■ What to produce ■
In the records below, find the line with "Looks good to me." and the line with "I happened to"; return exactly those lines and every line between them.
(Beginning of Dataset excerpts)
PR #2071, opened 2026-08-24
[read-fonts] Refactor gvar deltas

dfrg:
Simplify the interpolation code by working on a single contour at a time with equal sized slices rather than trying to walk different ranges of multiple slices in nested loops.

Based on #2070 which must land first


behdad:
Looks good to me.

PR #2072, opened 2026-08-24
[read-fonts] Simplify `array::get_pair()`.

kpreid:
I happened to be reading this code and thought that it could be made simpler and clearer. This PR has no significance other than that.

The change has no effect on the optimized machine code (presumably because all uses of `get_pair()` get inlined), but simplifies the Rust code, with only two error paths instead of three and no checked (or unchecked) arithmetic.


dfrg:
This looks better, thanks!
(End of Dataset excerpts)
(Beginning of Dataset excerpts)
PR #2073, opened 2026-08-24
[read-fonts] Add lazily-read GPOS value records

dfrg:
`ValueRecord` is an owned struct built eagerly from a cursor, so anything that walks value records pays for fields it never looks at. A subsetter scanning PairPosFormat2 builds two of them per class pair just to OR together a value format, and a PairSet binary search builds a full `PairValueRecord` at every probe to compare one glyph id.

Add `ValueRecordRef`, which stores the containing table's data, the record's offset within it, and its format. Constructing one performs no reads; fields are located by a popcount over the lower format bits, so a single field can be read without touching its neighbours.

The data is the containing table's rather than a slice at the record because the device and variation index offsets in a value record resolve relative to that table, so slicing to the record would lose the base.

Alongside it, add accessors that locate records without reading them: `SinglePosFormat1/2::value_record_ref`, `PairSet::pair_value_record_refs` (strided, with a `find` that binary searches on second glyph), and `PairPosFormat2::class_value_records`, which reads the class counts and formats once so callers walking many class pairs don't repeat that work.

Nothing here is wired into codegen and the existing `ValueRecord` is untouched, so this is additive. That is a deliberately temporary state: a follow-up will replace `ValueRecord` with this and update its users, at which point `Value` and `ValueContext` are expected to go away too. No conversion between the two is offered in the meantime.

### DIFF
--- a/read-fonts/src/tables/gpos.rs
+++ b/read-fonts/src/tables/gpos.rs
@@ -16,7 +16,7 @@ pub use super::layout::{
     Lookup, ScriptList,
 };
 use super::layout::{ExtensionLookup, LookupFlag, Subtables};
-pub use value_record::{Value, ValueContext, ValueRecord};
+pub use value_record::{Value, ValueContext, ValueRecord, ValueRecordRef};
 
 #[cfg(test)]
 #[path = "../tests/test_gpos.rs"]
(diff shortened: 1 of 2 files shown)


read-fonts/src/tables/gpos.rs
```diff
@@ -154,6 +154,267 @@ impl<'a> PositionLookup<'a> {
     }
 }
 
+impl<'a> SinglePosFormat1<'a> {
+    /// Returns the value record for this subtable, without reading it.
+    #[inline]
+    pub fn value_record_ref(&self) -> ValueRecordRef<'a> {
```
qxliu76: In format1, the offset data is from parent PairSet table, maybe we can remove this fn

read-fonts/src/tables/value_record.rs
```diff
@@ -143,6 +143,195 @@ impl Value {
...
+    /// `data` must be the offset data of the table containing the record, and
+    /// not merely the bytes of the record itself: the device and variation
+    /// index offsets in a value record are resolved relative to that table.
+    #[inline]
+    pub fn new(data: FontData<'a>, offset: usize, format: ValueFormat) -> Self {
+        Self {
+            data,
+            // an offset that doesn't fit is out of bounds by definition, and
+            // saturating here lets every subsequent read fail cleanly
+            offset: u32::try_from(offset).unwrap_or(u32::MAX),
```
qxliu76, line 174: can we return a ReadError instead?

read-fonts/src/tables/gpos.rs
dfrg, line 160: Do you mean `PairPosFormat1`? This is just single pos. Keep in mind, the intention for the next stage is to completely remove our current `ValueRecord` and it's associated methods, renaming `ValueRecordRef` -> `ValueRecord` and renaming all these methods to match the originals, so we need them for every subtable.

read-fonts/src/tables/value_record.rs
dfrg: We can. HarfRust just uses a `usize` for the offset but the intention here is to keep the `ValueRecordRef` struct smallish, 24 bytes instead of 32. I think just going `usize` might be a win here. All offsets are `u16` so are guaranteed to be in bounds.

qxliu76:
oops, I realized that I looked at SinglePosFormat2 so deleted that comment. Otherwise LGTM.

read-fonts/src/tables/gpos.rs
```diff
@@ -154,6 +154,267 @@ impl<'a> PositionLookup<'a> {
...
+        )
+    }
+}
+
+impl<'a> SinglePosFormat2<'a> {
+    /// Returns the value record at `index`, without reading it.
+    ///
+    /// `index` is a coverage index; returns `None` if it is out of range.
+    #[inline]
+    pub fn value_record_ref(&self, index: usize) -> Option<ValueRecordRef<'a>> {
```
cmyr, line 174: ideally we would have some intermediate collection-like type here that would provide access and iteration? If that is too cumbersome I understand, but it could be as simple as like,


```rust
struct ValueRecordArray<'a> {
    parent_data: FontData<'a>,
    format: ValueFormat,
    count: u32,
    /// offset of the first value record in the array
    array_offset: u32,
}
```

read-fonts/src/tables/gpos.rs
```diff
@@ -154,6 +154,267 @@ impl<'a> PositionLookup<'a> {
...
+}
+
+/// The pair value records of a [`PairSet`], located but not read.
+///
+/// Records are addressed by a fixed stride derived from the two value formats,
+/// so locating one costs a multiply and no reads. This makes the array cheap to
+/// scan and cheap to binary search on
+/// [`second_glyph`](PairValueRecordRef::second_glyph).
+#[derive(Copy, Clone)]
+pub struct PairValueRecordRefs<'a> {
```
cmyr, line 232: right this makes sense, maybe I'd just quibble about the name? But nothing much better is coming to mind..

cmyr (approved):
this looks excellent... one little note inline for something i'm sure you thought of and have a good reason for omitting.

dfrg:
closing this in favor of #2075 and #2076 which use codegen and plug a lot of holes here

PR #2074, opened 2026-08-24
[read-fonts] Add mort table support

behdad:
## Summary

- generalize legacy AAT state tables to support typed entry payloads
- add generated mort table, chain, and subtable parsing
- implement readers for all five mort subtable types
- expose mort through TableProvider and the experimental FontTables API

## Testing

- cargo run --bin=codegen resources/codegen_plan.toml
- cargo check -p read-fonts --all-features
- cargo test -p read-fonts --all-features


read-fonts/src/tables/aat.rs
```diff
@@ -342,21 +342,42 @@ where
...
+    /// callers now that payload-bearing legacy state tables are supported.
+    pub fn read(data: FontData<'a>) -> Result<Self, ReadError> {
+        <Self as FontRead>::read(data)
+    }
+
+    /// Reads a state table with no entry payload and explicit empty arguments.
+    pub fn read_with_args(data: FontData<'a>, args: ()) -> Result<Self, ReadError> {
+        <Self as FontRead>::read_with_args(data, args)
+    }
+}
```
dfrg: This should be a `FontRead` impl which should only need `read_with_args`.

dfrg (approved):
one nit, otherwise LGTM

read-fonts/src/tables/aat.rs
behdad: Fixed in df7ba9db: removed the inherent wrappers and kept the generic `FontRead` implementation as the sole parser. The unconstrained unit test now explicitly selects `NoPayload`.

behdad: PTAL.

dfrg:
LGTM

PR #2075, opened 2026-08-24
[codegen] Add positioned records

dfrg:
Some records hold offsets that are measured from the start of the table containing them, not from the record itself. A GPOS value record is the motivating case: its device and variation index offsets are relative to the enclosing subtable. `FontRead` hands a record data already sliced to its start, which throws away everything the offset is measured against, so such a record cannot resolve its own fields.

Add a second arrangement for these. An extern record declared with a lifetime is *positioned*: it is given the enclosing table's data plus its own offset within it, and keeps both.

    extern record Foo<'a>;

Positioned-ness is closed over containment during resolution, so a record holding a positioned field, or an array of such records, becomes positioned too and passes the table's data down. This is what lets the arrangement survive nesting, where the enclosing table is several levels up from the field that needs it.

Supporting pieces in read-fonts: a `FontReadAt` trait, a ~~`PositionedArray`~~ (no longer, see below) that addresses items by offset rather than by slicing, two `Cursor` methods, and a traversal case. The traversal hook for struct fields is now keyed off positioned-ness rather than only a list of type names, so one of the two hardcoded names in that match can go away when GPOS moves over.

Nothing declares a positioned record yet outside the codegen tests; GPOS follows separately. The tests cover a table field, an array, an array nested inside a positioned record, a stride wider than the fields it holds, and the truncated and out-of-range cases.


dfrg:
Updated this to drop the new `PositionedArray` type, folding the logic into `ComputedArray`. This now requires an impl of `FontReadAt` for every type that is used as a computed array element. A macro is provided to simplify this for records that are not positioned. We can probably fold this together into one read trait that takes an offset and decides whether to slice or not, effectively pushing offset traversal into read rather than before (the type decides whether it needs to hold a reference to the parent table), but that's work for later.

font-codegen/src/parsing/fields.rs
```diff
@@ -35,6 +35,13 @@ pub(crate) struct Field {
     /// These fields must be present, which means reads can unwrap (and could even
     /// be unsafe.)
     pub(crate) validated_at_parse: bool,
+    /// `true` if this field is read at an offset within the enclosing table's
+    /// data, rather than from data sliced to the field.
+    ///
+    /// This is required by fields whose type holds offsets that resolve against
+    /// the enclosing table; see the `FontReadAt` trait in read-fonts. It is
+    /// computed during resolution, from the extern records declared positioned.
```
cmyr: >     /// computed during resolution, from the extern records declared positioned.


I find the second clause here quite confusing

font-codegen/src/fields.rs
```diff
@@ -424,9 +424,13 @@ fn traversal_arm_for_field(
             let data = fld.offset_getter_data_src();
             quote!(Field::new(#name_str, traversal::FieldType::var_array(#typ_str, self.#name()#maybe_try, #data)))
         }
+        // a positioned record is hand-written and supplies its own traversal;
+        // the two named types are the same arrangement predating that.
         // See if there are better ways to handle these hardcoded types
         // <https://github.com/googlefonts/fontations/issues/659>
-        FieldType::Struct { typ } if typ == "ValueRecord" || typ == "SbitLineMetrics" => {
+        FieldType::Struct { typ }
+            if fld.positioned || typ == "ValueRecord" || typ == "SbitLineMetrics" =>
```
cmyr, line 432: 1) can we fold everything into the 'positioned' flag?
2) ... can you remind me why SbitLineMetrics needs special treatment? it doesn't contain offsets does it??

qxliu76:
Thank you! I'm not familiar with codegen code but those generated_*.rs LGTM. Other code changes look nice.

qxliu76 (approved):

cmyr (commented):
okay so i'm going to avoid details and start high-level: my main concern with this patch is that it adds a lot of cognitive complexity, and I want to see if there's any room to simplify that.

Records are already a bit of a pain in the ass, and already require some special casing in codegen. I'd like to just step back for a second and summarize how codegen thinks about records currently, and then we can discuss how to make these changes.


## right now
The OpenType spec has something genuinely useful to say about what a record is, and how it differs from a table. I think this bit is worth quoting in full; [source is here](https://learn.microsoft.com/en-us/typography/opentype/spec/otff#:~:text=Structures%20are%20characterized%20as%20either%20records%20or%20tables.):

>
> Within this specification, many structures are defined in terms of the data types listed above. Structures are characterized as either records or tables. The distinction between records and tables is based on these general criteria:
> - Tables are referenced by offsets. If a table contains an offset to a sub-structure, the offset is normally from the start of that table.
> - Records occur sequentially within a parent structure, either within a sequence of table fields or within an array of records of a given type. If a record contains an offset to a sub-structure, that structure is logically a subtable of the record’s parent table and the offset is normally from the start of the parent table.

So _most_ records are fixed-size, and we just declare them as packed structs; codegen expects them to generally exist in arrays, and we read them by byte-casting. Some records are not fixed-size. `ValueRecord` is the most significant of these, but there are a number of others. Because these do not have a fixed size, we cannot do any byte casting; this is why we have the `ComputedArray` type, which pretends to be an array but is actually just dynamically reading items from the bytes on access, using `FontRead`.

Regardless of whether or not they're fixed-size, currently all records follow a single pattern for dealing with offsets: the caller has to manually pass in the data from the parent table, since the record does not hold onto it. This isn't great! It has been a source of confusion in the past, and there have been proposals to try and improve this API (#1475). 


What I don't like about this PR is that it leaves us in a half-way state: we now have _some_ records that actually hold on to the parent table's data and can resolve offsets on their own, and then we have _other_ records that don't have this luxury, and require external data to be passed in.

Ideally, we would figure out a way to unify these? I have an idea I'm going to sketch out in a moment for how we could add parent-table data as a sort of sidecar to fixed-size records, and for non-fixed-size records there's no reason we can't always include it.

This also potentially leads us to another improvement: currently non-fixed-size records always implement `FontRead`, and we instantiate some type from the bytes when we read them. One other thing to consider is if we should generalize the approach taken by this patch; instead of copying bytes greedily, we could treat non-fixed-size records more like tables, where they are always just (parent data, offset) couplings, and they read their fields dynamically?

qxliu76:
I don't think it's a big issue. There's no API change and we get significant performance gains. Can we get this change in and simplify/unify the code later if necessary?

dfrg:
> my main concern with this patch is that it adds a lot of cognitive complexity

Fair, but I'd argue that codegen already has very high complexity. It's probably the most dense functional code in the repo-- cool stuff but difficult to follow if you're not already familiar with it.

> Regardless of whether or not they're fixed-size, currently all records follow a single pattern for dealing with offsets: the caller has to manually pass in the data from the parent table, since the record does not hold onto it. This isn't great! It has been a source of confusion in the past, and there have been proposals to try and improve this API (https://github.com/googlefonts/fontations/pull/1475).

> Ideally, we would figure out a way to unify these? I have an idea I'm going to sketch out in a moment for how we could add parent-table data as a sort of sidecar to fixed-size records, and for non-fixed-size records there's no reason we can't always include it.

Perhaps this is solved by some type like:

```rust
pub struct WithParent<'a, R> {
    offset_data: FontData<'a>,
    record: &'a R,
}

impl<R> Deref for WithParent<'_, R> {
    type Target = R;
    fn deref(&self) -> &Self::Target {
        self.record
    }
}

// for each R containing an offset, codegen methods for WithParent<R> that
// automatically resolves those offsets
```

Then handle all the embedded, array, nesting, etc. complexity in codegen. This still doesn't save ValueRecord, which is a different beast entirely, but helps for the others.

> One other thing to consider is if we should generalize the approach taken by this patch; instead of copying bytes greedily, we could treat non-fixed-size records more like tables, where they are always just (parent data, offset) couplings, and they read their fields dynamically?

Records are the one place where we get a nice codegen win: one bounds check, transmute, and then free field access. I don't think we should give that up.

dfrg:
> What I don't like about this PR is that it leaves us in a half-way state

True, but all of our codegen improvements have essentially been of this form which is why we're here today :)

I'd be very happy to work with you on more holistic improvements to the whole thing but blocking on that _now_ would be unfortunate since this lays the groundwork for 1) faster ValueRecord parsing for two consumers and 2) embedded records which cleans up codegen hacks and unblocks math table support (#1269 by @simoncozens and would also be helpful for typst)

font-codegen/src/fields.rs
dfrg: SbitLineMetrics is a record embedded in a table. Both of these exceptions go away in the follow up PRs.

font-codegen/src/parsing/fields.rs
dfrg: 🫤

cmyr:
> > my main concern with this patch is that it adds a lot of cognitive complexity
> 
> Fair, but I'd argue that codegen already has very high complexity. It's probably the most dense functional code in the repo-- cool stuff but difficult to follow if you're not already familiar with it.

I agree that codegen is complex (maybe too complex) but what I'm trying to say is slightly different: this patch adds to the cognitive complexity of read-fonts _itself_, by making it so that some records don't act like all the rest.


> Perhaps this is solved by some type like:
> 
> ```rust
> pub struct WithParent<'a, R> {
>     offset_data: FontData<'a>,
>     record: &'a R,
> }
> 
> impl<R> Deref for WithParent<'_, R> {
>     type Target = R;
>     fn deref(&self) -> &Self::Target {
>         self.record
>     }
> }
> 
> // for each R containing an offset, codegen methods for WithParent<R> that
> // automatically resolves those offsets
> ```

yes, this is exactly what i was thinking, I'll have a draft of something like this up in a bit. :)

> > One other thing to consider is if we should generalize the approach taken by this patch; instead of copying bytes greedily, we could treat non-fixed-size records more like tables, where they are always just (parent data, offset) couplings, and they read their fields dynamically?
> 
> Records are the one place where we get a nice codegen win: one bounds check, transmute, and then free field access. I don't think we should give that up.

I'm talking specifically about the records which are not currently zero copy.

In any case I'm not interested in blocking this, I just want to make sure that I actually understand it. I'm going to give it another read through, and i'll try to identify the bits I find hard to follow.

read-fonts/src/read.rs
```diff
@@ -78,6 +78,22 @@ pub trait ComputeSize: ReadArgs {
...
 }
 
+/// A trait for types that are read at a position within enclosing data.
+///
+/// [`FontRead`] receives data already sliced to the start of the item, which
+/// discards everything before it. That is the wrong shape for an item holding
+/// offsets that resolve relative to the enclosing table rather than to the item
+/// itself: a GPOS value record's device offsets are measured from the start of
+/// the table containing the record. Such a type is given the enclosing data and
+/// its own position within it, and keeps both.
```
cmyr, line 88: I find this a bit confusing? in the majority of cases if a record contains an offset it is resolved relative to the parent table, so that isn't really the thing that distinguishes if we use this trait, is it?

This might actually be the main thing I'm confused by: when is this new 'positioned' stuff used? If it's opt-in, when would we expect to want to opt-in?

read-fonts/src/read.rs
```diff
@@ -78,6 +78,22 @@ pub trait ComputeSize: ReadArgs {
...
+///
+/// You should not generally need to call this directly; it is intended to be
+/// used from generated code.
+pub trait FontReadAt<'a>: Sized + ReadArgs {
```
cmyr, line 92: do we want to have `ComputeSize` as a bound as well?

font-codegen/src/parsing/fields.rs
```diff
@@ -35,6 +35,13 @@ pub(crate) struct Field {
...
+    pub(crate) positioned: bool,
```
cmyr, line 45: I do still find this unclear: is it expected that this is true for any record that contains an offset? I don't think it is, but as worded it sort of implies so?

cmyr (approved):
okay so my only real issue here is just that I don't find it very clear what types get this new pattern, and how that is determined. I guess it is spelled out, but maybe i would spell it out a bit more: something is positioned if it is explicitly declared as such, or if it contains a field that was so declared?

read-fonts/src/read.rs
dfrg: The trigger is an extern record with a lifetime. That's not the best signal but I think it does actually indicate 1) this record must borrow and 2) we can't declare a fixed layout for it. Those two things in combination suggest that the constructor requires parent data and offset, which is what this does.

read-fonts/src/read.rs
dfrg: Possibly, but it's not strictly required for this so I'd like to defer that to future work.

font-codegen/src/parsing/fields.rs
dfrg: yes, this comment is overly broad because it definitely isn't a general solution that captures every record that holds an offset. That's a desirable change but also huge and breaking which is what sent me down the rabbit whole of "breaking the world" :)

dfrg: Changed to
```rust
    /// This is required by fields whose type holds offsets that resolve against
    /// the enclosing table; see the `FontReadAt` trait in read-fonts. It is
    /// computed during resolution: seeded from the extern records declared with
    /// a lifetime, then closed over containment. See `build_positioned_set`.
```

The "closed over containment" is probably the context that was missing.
(End of Dataset excerpts)
(Beginning of Dataset excerpts)
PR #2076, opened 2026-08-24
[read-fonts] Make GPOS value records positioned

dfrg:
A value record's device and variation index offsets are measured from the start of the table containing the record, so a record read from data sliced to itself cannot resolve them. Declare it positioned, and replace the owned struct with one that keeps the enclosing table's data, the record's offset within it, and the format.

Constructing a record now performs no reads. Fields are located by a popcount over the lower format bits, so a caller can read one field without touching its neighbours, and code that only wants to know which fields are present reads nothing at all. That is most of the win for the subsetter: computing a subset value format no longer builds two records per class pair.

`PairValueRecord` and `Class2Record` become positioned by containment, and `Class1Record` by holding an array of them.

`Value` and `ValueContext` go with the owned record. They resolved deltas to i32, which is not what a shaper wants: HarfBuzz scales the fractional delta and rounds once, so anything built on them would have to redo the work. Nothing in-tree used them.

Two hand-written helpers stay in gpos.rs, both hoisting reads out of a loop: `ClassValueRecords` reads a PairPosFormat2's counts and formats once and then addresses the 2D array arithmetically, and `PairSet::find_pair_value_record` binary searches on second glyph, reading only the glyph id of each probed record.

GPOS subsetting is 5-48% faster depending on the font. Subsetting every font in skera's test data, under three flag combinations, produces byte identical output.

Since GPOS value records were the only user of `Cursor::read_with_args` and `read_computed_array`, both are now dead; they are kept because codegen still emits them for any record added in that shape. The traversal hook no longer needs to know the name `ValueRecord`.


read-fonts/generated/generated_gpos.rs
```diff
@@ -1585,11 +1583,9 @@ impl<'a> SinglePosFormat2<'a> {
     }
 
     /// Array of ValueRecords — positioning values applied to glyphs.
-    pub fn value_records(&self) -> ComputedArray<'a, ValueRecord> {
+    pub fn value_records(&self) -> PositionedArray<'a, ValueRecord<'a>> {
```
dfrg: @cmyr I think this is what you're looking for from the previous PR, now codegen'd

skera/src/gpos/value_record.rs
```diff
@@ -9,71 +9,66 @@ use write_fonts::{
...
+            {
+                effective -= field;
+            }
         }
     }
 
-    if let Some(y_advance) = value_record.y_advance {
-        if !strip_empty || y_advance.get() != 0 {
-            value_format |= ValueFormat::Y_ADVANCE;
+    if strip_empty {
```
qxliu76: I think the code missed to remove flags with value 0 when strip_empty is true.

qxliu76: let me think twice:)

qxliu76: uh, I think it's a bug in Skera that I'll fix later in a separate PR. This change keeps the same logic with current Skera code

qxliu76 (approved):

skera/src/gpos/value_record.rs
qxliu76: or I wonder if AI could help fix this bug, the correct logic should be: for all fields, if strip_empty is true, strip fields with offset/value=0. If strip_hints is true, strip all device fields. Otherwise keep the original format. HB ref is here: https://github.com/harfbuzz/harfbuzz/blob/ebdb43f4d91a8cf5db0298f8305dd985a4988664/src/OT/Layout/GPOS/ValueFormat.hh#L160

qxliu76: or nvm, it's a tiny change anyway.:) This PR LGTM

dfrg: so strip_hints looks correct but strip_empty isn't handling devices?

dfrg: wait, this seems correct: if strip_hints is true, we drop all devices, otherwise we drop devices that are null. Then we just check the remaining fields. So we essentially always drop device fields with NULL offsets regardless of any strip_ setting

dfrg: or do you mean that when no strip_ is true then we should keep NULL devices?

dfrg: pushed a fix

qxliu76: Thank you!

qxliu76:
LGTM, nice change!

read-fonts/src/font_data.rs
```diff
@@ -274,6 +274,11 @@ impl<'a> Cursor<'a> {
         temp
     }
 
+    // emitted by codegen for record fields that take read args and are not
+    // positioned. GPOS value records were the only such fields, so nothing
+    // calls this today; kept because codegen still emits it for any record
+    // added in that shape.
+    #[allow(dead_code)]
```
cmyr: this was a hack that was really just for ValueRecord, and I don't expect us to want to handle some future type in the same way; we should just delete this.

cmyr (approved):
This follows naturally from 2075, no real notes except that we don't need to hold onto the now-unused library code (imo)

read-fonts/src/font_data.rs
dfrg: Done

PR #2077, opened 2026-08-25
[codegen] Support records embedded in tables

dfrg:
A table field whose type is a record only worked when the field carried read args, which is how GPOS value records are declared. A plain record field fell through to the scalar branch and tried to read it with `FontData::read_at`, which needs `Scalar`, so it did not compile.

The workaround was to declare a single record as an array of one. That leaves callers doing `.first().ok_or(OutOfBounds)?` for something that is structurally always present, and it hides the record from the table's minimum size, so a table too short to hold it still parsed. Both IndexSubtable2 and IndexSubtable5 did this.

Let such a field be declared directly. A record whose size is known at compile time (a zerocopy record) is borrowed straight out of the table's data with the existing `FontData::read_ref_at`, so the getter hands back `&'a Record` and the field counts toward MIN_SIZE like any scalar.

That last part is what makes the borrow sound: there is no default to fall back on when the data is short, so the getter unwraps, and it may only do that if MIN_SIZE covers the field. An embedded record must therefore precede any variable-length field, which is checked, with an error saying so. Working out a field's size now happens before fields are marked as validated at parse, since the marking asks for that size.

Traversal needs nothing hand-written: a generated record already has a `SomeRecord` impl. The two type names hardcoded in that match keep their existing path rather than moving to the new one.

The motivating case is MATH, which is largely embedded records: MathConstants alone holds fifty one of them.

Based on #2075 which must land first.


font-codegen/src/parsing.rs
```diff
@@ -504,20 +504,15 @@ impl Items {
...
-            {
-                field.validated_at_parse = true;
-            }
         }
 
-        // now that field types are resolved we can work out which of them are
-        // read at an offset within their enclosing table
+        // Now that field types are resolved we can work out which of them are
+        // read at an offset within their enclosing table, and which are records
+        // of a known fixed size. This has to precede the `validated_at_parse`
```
(End of Dataset excerpts)
■ Answer box ■
Looks good to me.

PR #2072, opened 2026-08-24
[read-fonts] Simplify `array::get_pair()`.

kpreid:
I happened to be reading this code and thought that it could be made simpler and clearer. This PR has no significance other than that.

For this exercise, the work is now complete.